On January 19, 2004, Marjorie Asmussen died suddenly when the bicycle she was riding was struck from behind by a pickup truck on a country road near Athens, Georgia. She was 54 years old. Marjorie had a zest for life that few of us can match. In her professional life, this enthusiasm was evidenced by her devotion, both in research and teaching, to vitalizing the oft-abstruse field of mathematical population genetics. In her personal life, Marjorie's irrepressible spirit was reflected in the unbridled joy and physical exuberance that she brought to almost every task. Marjorie died instantly, unexpectedly, while doing exactly what she loved on a warm sunny day in the normally gentle Athens countryside. She is survived by two daughters (Meg and Jenny), both in graduate school.

Marjorie was a mathematical geneticist par excellence.

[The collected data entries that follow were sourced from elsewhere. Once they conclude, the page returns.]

Issue #1411, opened 2024-04-14
The Hoverbike and Blazer Turbo Bike have lower Top Speeds than in OG


XCOM-HUB:
- OS: Windows 11 Pro x64 23H2
 - OpenApoc Version: [0.0.1025](https://ci.appveyor.com/project/OpenApoc/openapoc/builds/49612209)
 - No Mods

Hoverbike Top Speed in OG: 14 VS. 10 in OpenApoc
![Hoverbike OG](https://github.com/OpenApoc/OpenApoc/assets/55395993/3f0d9392-4924-4f80-82f4-754d414c74a4)
![Hoverbike OpenApoc](https://github.com/OpenApoc/OpenApoc/assets/55395993/fd185ac5-1d6d-409e-b5bc-7a9e5f40b5ba)

Blazer Turbo Bike Top Speed in OG: 7 VS. 3 in OpenApoc
![Skärmbild 2024-04-15 000221](https://github.com/OpenApoc/OpenApoc/assets/55395993/215e1739-3227-4eef-9be1-2e3547d36a9b)
![Skärmbild 2024-04-15 004914](https://github.com/OpenApoc/OpenApoc/assets/55395993/7386aa9f-0aae-48a0-95f6-60db7c52e974)

Edit: I can now confirm that the speeds of a Hoverbike and a Blazer Turbo Bike differ if compared between OG and OpenApoc. I made the Hoverbike and Blazer Turbo Bike race from the far left side of the cityscape map to the far right side of the cityscape map using straight roads in both OG and OpenApoc. The distances I used in both OG and OpenApoc were of identical length.

The Hoverbike took 33 seconds in OG while in OpenApoc the same distance took 1 minute and 10 seconds.

The Blazer Turbo Bike took 1 minute and 7 seconds in OG while in OpenApoc the same distance took 3 minutes and 29 seconds.

![Skärmbild 2024-04-15 025025](https://github.com/OpenApoc/OpenApoc/assets/55395993/67193c44-7ee0-4a94-84be-01318f275b42)

FilmBoy84:
We probably need to check this is a code issue or a #997 issue

Depends how top speed is calculated - as there's the specified power of the engine, then a host of weight calcs depending on what equipment and ammo is loaded IIRC

Will make a note to do some further investigation

Thanks for report

Kurtsley:
Have you looked at their speed in a side by side  comparison with OG?

XCOM-HUB:
[...]

PR #1495, opened 2024-08-30
Fix #1310 Turning Slow Down Mechanic

### LINKED ISSUE #1310: Ship stuck in slow-motion

kgd192:
This PR should solve Issue #1130 by decoupling the slow down during turns mechanic from the game ticks. It now uses the vehicles angular velocity. This unfortunately lead to another correction value, which is purely based on data analysis. Average deviation of the Slowdown compared to the old method is about 2.5%.
@FilmBoy84 I will do the fix for Lint this weekend, I tried to work with just the command line and without IDE out of curiosity, this somehow disregarded the formatting.

### DIFF
--- a/game/state/city/vehicle.cpp
+++ b/game/state/city/vehicle.cpp
@@ -36,6 +36,8 @@
 #include <limits>
 #include <queue>
 #include <random>
+#include <fstream>
+#include <iostream>
 
 namespace OpenApoc
 {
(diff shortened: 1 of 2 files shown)


FilmBoy84:
Very nice

Did some playing around with manual control (select craft and N key, right click to select destination) and varying altitudes as well as testing on Road Vehicles too, appears to work as intended

There is a typo on the comment for `vehicle.h` line 61 where "conclusion" is put as `conclution` that should probably be amended before merge

Thanks as always for your work on this 🍻

kgd192:
> There is a typo on the comment for `vehicle.h` line 61 where "conclusion" is put as `conclution` that should probably be amended before merge

Good catch, i will amend that tonight.

Otherwise as already mentioned I am pretty sure this will probably be visited again once the ticks vs fps issue has been corrected/streamlined and maybe within the solution of #1411 as well.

She received her A.B. degree in mathematics from Occidental College in 1971, graduating summa cum laude, before going on to Stanford University where she earned two M.S. degrees (in mathematics and statistics) and a Ph.D. in mathematics (working with Marcus Feldman). In 1976, she moved to the University of Georgia, where she was my friend and colleague for 28 years, first in the Zoology Department and later in the Department of Genetics. During that time we collaborated on several research projects, shared advising duties for some Ph.D. students, worked together on many committees (Marjorie was always appreciated for her conscientiousness and energy in community tasks) and enjoyed our weekly lunches with several other members of our population genetics faculty. At the Friday lunch before her death, we reminded an overworked Marjorie that Monday was the Martin Luther King Jr. holiday, to which she responded, “Oh, good. Maybe I'll have enough time for some bike-riding this weekend after all.”

Marjorie's research centered on the use of mathematics to develop theoretical frameworks for population genetics and ecology. By deriving formal mathematical models and then analyzing them using combinations of analytical and numerical techniques, she sought to provide conceptual backdrops for interpreting the kinds of empirical data on genetic polymorphisms often generated in the fields of molecular ecology and population genetics. A representative sample of the diverse topics that she addressed indicates the breadth of Marjorie's research interests: frequency-dependent selection as an evolutionary force for protecting genetic polymorphism, coevolution of gamete-recognition loci, detection and decomposition of gene flow into its underlying components, maintenance of genetic variation by regular and chaotic cycling in gene frequencies, evolution of organelle inheritance patterns, and applications of genotypic data in human genetic counseling. She is perhaps best known for her development and promotion of 'cytonuclear disequilibrium statistics' that codify and facilitate interpretation of nonrandom associations between alleles at genes in the nucleus and cytoplasm. Almost single-handedly, Marjorie's research group developed a large body of theory regarding cytonuclear genotypic associations, and this theoretical construct has been very useful for analyzing population-genetic data for haploid loci in cell organelles (e.g., mitochondria and chloroplasts) jointly with those for diploid genes in cell nuclei. Marjorie published more than 60 peer-reviewed articles during her too-short career and delivered more than 80 invited seminars. In 2002, she was formally recognized for her scientific accomplishments by election into the American Association for the Advancement of Science.

Two personal anecdotes might give some glimpse into the workings of Marjorie's mind and heart. In 1987, Marjorie published, with Jonathan Arnold and me, her seminal paper (the first in a long series) that defined and described various properties of disequilibrium statistics for associations between nuclear and cytoplasmic genotypes. As we worked closely together for several weeks drafting the text and tables, it struck me (for the first time, I recall) that different people's minds genuinely can and do work in different ways. To Marjorie, 'biological intuition' meant relatively little unless it could be mathematically formalized, whereas for a nonmathematical biologist like me, any biological 'insight' must (sadly) remain forever at the intuitive level at best. To her credit, in an intellectual context she demanded no less of her students and postdocs.

A second personal anecdote concerns Marjorie's collaboration with my lab to analyze genetic patterns in hybrid zones. Marjorie's statistical models as applied to our cytonuclear data had helped, for example, to uncover asymmetric mating patterns in a hybrid population of treefrogs, but Marjorie had never actually seen the living animals. One weekend, for the fun of it, Marjorie accompanied my ornithology class on a field trip to the Georgia coast, where we happened upon a green treefrog that I caught and handed to Marjorie. She literally squealed with unbridled delight to think that the gorgeous creature about which she had written was actually nestled there in her palm. Marjorie had a brilliant mathematical mind, but in her heart she was also a hopeless romantic in her love of the great outdoors and its inhabitants. Her incandescence was extinguished far too soon, but its lasting glow will shine on in our minds and hearts.